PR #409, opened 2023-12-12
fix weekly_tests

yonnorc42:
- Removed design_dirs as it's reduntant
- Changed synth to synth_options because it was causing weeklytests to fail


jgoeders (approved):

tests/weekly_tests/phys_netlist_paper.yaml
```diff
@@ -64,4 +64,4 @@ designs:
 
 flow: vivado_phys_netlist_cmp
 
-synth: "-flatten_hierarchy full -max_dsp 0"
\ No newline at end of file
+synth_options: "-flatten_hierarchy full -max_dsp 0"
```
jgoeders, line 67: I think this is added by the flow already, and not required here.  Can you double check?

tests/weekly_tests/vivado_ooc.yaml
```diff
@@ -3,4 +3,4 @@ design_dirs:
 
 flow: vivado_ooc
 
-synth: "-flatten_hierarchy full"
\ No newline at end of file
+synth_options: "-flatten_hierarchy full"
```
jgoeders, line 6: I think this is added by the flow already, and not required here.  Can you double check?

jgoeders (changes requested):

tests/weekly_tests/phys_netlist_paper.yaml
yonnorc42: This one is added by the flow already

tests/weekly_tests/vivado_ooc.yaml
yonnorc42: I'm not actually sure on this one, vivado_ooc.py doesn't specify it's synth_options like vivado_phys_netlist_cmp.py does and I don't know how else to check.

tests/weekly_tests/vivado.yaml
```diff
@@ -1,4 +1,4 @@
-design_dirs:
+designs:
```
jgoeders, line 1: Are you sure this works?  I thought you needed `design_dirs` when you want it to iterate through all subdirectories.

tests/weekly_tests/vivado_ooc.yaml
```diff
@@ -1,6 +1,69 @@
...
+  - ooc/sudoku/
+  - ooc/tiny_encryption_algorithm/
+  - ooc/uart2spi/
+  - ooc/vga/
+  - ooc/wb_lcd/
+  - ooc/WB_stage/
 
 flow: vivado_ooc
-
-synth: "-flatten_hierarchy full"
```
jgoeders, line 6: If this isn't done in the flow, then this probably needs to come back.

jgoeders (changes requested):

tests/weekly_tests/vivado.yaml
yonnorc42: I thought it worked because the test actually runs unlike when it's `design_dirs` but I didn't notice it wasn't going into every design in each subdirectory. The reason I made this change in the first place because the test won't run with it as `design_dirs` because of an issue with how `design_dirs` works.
++++
• [Work to complete]: Quote the entire listing above exactly.

• [Solution]:
PR #409, opened 2023-12-12
fix weekly_tests

yonnorc42:
- Removed design_dirs as it's reduntant
- Changed synth to synth_options because it was causing weeklytests to fail


jgoeders (approved):

tests/weekly_tests/phys_netlist_paper.yaml
```diff
@@ -64,4 +64,4 @@ designs:
 
 flow: vivado_phys_netlist_cmp
 
-synth: "-flatten_hierarchy full -max_dsp 0"
\ No newline at end of file
+synth_options: "-flatten_hierarchy full -max_dsp 0"
```
jgoeders, line 67: I think this is added by the flow already, and not required here.  Can you double check?

tests/weekly_tests/vivado_ooc.yaml
```diff
@@ -3,4 +3,4 @@ design_dirs:
 
 flow: vivado_ooc
 
-synth: "-flatten_hierarchy full"
\ No newline at end of file
+synth_options: "-flatten_hierarchy full"
```
jgoeders, line 6: I think this is added by the flow already, and not required here.  Can you double check?

jgoeders (changes requested):

tests/weekly_tests/phys_netlist_paper.yaml
yonnorc42: This one is added by the flow already

tests/weekly_tests/vivado_ooc.yaml
yonnorc42: I'm not actually sure on this one, vivado_ooc.py doesn't specify it's synth_options like vivado_phys_netlist_cmp.py does and I don't know how else to check.

tests/weekly_tests/vivado.yaml
```diff
@@ -1,4 +1,4 @@
-design_dirs:
+designs:
```
jgoeders, line 1: Are you sure this works?  I thought you needed `design_dirs` when you want it to iterate through all subdirectories.

tests/weekly_tests/vivado_ooc.yaml
```diff
@@ -1,6 +1,69 @@
...
+  - ooc/sudoku/
+  - ooc/tiny_encryption_algorithm/
+  - ooc/uart2spi/
+  - ooc/vga/
+  - ooc/wb_lcd/
+  - ooc/WB_stage/
 
 flow: vivado_ooc
-
-synth: "-flatten_hierarchy full"
```
jgoeders, line 6: If this isn't done in the flow, then this probably needs to come back.

jgoeders (changes requested):

tests/weekly_tests/vivado.yaml
yonnorc42: I thought it worked because the test actually runs unlike when it's `design_dirs` but I didn't notice it wasn't going into every design in each subdirectory. The reason I made this change in the first place because the test won't run with it as `design_dirs` because of an issue with how `design_dirs` works.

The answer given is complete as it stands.